▶

PR #2432, opened 2023-05-09
Fix segfault in `extent_try_coalesce_impl`

Svetlitski:
Static analysis flagged this. `extent_record` was passing `NULL` as the value for `coalesced` to `extent_try_coalesce`, which in turn passes that argument to `extent_try_coalesce_impl`, where it is written to without checking if it is `NULL`. I can confirm from reviewing the fleetwide coredump data that this was in fact being hit in production.

### DIFF
--- a/src/extent.c
+++ b/src/extent.c
@@ -822,6 +822,7 @@ static edata_t *
 extent_try_coalesce_impl(tsdn_t *tsdn, pac_t *pac, ehooks_t *ehooks,
     ecache_t *ecache, edata_t *edata, bool *coalesced) {
 	assert(!edata_guarded_get(edata));
+	assert(coalesced != NULL);
 	/*
 	 * We avoid checking / locking inactive neighbors for large size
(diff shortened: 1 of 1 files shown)


src/extent.c
```diff
@@ -929,7 +929,7 @@ extent_record(tsdn_t *tsdn, pac_t *pac, ehooks_t *ehooks, ecache_t *ecache,
 	}
 	if (!ecache->delay_coalesce) {
 		edata = extent_try_coalesce(tsdn, pac, ehooks, ecache, edata,
-		    NULL);
+		    &(bool){false});
```
interwq: Good catch!

nit: let's still add a plain `bool coalesced_unused;` and pass it here. I'm a bit concerned some of the older compilers might not like it this way.

Let's also add an `assert(coalesced != NULL);` here https://github.com/jemalloc/jemalloc/blob/70344a2d38eb71a162ea19d1a4fee8f0d168588b/src/extent.c#L824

◀

From the data above, give the number of lines that hold "assert", without anything else.

3